For the records that follow, please set down exactly the lines between the one holding "### Description" and the one holding "closes #2806", inclusive, and only those.

Supplied entries ::

--------------------------------

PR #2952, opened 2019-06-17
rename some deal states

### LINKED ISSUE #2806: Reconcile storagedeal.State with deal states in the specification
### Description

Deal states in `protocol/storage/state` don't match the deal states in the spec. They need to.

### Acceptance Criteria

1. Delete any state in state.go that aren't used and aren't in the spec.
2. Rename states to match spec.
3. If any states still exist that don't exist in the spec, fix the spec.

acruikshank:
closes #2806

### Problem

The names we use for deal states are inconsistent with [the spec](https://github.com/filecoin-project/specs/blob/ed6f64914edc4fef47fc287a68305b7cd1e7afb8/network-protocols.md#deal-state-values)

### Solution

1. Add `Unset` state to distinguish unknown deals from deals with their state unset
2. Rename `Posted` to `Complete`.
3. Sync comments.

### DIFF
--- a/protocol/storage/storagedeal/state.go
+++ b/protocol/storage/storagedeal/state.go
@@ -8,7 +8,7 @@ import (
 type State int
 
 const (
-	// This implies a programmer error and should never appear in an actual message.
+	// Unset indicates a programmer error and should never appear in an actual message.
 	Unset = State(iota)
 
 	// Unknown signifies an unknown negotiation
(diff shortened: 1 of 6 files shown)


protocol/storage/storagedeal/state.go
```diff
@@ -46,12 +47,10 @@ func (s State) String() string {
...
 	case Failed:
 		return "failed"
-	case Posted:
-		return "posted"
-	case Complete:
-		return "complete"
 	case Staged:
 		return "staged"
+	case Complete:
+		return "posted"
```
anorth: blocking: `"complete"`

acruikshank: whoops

--------------------------------

Exercise result ::
### Description

Deal states in `protocol/storage/state` don't match the deal states in the spec. They need to.

### Acceptance Criteria

1. Delete any state in state.go that aren't used and aren't in the spec.
2. Rename states to match spec.
3. If any states still exist that don't exist in the spec, fix the spec.

acruikshank:
closes #2806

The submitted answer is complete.